PROMPT
Return each line in the records below that includes "exec".
------------------------------------------------
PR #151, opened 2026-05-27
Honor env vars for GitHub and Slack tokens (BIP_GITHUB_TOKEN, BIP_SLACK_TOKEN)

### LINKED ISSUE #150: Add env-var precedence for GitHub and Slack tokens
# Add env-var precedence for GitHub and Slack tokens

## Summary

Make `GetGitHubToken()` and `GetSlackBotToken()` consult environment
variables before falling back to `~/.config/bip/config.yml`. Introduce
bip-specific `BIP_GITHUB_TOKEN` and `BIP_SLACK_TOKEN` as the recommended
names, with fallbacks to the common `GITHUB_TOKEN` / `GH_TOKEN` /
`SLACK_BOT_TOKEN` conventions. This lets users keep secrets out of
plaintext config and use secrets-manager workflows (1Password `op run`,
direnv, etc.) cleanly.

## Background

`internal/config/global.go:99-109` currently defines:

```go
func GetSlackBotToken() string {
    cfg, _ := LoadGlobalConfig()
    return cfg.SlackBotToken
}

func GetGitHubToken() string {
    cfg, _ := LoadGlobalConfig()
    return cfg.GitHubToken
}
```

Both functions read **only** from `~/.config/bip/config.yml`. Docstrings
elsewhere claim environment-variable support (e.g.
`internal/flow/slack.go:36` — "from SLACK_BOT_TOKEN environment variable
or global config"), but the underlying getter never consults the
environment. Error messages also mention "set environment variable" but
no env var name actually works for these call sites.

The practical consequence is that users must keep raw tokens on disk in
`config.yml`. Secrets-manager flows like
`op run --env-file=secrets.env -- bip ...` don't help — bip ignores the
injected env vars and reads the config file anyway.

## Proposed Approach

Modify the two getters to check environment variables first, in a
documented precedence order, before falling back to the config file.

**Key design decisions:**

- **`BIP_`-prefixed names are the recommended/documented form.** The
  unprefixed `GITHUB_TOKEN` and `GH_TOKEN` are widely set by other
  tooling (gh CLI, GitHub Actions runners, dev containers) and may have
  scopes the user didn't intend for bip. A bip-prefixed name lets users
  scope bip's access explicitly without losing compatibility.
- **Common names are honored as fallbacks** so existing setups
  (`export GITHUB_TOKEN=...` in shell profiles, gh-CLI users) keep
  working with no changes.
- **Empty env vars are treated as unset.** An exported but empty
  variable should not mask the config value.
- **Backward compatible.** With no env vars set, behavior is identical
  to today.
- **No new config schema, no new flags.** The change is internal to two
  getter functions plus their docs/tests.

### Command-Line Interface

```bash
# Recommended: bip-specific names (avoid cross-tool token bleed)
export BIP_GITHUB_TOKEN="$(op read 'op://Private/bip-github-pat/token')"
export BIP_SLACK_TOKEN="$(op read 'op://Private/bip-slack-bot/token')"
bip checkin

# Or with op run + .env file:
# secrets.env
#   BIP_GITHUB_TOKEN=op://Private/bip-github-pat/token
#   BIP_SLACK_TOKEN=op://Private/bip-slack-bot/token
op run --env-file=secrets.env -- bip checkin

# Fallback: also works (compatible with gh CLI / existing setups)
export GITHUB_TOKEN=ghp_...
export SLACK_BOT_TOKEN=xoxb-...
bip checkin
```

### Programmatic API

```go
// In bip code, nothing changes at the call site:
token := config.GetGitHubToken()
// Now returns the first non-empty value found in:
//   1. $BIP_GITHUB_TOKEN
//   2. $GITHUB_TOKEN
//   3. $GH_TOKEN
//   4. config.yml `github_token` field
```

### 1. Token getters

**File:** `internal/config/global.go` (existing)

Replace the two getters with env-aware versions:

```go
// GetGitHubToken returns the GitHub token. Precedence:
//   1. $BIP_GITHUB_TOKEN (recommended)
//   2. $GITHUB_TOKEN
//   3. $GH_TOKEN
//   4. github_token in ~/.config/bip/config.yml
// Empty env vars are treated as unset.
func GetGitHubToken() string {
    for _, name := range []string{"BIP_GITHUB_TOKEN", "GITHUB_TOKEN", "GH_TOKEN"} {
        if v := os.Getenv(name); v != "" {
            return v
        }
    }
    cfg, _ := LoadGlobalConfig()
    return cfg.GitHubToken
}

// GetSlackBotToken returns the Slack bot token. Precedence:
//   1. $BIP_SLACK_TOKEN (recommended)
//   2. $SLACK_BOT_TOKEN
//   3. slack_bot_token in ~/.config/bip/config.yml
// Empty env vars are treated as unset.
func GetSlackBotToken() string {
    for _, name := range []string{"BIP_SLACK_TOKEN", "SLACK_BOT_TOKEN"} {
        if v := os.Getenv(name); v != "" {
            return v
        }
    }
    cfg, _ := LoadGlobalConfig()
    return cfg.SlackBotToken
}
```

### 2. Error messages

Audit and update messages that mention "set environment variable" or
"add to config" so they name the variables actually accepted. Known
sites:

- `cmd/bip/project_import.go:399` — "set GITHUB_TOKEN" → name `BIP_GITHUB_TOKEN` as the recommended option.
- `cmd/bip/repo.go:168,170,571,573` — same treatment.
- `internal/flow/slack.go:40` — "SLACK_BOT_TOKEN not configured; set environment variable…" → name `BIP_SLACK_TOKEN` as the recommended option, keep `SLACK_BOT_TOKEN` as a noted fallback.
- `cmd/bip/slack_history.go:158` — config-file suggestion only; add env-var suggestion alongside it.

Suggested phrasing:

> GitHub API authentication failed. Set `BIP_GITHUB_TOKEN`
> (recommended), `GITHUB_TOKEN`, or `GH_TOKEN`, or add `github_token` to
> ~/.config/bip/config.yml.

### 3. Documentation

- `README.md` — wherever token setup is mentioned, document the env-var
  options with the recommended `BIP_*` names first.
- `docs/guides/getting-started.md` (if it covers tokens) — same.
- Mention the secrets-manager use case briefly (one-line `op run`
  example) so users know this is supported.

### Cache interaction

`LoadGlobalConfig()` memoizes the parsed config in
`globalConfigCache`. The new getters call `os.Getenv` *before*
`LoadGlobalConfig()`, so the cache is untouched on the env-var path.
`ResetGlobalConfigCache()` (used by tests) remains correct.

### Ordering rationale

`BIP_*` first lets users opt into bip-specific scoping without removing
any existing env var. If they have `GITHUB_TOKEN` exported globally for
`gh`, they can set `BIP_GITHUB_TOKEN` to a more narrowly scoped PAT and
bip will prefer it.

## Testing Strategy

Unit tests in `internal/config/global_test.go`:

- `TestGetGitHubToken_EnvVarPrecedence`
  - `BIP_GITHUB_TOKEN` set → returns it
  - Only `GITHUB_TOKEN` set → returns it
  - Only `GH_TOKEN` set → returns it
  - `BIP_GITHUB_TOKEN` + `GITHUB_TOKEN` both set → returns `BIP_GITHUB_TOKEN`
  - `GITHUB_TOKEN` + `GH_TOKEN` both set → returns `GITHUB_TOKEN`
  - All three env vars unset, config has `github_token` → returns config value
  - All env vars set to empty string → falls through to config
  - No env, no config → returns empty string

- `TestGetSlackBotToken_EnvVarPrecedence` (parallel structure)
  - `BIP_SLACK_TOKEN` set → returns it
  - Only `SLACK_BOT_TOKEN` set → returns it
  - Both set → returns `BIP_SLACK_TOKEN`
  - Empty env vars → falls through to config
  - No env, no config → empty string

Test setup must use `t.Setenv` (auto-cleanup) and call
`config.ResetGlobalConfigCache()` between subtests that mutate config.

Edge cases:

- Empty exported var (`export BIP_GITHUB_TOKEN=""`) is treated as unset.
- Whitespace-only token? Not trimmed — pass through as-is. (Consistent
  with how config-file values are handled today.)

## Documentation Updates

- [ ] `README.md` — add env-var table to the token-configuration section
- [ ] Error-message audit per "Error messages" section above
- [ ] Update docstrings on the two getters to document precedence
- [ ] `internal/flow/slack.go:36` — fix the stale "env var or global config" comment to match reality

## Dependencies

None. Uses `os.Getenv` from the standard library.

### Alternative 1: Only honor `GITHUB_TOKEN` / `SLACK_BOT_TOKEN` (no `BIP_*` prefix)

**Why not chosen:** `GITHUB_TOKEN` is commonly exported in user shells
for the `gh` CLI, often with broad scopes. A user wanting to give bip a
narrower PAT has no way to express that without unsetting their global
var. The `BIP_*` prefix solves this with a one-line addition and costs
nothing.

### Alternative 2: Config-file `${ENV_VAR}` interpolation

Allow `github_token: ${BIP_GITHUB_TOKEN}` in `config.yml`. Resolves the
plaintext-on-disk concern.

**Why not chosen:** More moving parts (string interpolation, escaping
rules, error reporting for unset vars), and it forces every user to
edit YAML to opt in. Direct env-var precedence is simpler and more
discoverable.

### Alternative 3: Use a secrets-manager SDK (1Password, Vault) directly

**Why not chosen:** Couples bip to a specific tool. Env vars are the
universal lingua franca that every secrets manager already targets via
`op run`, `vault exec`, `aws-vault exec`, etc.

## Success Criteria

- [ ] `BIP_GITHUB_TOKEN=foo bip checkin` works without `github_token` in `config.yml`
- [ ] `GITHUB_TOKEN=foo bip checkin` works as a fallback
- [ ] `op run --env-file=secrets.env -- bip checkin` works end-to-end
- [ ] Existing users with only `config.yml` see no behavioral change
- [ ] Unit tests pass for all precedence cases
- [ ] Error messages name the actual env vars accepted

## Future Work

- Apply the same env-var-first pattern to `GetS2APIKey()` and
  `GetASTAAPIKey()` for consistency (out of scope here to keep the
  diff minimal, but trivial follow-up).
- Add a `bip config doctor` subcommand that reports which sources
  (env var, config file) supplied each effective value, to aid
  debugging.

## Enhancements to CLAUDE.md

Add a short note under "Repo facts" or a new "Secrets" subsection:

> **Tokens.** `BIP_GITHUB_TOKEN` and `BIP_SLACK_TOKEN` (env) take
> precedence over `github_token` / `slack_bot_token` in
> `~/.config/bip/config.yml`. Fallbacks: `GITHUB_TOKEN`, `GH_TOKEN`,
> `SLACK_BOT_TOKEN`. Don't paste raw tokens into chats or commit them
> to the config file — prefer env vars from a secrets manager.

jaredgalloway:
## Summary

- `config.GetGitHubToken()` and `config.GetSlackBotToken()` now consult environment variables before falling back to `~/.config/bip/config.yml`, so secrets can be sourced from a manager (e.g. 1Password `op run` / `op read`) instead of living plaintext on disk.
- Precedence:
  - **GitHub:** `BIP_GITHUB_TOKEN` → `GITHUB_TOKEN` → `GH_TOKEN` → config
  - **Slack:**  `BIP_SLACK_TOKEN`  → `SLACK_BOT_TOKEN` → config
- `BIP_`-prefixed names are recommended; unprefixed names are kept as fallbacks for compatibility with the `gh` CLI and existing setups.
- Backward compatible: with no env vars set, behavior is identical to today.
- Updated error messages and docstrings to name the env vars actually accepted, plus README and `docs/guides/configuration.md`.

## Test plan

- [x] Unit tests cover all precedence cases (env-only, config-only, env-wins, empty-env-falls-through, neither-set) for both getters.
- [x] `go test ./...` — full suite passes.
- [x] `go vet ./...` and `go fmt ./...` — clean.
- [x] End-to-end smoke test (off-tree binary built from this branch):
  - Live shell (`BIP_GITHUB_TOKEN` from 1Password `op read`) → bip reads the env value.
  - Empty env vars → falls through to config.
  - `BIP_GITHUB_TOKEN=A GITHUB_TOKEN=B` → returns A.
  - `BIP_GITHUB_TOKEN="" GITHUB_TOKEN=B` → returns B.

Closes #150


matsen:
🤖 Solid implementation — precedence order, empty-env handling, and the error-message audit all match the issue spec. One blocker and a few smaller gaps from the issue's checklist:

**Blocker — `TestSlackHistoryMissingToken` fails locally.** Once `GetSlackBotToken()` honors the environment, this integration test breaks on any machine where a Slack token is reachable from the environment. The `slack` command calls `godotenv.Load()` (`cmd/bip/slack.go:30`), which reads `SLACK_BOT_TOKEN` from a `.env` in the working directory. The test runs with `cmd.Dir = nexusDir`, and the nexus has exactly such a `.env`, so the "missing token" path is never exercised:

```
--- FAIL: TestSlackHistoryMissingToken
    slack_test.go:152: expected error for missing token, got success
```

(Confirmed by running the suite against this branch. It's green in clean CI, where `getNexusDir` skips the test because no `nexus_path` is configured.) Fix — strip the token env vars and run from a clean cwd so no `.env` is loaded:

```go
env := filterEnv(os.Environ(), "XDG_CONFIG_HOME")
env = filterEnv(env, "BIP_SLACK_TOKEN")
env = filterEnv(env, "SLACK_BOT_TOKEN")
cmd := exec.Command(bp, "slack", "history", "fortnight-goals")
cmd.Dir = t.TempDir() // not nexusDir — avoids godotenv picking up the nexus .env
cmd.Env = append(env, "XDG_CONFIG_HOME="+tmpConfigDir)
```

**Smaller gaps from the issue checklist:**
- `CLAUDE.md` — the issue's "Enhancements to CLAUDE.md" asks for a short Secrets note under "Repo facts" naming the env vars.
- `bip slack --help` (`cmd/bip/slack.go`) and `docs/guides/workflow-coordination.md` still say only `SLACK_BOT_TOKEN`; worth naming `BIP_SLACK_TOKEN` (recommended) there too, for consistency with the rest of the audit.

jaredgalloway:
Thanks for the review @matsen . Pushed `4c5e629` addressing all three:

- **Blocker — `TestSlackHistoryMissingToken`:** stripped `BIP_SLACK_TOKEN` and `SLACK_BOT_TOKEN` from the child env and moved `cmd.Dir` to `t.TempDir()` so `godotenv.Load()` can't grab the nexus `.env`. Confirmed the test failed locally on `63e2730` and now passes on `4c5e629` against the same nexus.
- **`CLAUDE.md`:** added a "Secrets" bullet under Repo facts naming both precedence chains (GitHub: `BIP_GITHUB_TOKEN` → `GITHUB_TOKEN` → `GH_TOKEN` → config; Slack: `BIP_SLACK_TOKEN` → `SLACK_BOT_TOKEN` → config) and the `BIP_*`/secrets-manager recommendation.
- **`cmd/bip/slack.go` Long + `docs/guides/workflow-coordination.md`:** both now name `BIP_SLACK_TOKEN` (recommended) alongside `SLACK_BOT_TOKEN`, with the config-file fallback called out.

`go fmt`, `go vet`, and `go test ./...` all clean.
------------------------------------------------
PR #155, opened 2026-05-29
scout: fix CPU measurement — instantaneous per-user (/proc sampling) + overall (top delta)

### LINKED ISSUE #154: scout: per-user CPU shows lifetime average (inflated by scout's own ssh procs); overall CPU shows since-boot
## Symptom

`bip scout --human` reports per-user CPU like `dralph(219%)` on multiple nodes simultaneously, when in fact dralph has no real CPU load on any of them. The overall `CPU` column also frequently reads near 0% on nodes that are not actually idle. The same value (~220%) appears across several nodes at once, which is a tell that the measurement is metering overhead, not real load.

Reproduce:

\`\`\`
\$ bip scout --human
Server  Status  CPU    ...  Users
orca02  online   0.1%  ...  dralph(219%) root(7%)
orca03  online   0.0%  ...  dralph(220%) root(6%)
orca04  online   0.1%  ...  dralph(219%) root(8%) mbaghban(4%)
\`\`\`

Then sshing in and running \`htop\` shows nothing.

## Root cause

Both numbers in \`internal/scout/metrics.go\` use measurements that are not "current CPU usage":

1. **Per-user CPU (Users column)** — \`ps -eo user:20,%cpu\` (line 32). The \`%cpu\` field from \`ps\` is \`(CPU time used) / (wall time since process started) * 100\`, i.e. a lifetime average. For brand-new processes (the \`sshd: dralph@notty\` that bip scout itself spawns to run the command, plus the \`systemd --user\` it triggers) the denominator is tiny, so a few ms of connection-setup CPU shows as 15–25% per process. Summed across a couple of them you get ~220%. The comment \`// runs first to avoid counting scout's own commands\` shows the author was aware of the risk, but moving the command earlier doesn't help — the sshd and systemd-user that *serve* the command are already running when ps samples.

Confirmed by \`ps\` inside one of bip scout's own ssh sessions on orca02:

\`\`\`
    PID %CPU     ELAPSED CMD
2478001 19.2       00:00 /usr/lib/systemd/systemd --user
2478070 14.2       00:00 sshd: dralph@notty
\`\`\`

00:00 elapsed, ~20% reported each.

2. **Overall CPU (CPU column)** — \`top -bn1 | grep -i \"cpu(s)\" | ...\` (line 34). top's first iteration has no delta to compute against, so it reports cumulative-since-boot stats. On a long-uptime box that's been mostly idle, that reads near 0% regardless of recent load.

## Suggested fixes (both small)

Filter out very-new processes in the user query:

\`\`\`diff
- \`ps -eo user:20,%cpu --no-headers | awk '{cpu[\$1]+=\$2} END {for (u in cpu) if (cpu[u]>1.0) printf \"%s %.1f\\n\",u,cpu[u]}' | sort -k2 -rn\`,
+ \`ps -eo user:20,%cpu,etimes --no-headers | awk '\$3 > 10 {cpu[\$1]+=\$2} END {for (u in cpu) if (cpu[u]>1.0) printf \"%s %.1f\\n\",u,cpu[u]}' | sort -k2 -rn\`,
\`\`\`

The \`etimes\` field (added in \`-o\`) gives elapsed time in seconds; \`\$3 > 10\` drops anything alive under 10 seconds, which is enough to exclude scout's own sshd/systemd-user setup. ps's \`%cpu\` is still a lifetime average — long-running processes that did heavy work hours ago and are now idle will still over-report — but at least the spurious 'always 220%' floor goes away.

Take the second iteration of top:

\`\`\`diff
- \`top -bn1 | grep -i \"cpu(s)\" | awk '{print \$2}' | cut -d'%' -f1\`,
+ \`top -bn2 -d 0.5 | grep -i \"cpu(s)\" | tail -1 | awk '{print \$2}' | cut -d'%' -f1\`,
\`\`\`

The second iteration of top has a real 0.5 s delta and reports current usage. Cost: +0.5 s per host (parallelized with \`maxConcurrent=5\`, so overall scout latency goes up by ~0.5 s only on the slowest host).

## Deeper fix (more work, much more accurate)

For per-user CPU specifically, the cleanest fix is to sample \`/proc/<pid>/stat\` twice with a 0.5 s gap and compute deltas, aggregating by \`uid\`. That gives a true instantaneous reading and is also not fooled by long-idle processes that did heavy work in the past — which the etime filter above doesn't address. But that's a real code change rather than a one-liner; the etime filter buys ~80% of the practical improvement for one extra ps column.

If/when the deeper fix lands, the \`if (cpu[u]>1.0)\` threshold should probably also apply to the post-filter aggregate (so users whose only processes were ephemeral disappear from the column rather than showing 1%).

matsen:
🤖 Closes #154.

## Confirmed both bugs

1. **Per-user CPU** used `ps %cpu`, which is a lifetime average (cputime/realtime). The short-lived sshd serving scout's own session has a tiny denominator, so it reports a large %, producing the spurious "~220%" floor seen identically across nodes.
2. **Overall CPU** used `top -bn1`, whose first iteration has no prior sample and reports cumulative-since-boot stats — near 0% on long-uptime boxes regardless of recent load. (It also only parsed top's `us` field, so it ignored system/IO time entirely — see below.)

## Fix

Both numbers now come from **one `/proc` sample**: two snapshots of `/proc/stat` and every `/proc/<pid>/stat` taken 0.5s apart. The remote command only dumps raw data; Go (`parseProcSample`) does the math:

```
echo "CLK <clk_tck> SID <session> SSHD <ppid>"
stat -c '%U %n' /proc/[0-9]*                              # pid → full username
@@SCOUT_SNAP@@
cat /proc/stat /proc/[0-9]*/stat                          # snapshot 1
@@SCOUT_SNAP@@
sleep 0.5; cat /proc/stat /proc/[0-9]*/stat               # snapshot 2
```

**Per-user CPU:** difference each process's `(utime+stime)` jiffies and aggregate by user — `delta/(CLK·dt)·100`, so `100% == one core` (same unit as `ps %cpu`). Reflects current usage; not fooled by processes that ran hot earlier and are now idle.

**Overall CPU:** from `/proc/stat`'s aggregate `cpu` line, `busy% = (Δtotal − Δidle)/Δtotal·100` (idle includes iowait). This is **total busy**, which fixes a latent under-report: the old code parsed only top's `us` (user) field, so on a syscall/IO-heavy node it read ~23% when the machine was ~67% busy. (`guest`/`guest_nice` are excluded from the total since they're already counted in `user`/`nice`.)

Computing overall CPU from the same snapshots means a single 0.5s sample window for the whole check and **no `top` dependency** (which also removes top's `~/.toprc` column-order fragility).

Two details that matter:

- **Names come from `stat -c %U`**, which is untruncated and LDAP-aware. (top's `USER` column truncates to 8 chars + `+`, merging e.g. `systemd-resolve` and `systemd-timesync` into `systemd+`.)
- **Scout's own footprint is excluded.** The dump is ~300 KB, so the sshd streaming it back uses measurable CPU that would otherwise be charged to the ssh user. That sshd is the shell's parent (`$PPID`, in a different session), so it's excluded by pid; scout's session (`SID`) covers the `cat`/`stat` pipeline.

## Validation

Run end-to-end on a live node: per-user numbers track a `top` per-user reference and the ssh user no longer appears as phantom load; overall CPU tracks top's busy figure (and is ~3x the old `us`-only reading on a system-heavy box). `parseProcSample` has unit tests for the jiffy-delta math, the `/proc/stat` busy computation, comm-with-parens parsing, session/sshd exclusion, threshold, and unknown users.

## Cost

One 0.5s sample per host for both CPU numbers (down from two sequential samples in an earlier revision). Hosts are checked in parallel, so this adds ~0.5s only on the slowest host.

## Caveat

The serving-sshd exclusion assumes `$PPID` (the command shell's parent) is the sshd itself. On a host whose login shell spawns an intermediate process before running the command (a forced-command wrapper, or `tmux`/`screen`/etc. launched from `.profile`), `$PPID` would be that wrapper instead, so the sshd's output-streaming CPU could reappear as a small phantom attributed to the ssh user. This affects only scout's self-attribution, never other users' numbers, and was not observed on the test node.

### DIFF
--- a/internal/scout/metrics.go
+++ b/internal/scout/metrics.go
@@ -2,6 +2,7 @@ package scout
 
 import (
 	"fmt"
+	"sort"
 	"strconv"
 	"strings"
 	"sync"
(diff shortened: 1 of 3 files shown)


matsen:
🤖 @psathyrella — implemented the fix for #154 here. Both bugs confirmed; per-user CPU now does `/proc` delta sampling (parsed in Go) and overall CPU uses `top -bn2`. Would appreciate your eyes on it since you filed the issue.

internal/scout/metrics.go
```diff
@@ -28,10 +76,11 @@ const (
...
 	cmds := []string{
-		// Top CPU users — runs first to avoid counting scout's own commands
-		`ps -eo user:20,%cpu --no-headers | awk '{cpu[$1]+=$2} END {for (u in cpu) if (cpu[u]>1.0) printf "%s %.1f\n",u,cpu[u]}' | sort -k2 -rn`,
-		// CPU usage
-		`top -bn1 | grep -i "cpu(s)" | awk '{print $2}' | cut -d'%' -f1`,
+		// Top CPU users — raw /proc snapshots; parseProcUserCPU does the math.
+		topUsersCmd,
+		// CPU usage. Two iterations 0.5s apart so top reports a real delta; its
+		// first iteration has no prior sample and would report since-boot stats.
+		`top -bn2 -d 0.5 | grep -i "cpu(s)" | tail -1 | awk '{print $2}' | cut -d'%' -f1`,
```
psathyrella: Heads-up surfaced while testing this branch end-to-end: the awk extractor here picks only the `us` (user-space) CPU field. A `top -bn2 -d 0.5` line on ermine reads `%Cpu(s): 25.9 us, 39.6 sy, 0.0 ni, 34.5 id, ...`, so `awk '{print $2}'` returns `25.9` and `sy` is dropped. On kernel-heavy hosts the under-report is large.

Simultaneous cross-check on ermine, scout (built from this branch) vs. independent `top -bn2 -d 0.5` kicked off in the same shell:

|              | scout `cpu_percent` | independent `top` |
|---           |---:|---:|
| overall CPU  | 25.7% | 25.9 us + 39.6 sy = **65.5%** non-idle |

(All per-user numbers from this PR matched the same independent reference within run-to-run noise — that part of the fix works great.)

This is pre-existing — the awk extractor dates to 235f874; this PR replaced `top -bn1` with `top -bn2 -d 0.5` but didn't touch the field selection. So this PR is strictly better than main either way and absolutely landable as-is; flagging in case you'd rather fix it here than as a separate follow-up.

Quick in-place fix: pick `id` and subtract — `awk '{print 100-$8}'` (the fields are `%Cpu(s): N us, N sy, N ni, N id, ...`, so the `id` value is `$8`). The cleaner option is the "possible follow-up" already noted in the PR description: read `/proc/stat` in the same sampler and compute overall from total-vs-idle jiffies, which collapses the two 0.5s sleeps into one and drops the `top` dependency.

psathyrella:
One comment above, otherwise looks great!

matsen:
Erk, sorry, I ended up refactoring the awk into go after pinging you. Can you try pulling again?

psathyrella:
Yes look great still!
------------------------------------------------
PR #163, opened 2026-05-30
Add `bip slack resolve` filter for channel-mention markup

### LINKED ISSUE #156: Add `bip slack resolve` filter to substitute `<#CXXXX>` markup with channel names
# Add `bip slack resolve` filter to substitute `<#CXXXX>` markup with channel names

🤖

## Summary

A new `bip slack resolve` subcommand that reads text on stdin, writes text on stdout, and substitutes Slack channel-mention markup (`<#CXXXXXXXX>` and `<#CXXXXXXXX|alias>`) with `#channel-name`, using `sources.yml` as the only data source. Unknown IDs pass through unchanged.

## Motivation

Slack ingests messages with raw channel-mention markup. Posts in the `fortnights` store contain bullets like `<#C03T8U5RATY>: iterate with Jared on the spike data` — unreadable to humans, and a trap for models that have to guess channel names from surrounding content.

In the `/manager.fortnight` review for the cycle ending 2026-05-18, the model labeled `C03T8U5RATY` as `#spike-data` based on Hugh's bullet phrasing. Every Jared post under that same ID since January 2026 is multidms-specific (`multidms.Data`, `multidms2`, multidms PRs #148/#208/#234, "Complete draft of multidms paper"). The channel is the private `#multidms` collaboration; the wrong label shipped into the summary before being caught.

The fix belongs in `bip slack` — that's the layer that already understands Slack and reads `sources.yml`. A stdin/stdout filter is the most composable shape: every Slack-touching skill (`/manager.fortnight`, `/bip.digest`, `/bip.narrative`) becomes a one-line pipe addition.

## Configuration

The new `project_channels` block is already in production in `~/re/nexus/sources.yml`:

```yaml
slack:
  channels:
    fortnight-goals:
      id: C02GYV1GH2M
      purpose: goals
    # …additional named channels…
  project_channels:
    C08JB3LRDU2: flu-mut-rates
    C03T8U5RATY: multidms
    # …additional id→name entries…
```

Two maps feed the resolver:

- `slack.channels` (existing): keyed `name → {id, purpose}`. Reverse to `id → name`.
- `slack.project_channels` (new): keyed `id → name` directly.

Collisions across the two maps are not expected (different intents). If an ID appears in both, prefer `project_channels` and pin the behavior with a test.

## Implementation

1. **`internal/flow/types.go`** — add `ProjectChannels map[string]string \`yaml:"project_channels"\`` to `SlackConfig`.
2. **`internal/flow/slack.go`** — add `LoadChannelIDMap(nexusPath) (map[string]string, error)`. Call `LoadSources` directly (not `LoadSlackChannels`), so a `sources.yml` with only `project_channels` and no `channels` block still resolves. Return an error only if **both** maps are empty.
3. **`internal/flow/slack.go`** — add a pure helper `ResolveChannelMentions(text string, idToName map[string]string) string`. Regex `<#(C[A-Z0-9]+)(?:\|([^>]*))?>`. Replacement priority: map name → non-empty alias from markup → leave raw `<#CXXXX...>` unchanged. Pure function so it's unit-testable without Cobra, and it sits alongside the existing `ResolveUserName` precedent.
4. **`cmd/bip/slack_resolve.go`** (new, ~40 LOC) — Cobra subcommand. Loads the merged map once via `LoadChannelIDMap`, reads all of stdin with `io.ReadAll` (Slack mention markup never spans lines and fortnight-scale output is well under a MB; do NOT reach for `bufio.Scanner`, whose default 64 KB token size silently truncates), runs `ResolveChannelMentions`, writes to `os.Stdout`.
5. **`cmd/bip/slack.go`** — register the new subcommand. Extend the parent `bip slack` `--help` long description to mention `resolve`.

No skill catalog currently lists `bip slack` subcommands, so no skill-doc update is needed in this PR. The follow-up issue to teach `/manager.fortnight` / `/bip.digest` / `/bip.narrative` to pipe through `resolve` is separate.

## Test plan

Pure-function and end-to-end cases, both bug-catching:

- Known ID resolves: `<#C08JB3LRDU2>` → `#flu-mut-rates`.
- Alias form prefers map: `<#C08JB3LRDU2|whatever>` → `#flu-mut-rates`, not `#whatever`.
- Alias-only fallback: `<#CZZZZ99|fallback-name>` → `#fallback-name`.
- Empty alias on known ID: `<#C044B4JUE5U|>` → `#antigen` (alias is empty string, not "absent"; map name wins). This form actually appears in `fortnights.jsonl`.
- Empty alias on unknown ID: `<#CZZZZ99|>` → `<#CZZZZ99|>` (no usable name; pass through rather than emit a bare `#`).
------------------------------------------------
EXPECTED OUTPUT
`op run`, `vault exec`, `aws-vault exec`, etc.
cmd := exec.Command(bp, "slack", "history", "fortnight-goals")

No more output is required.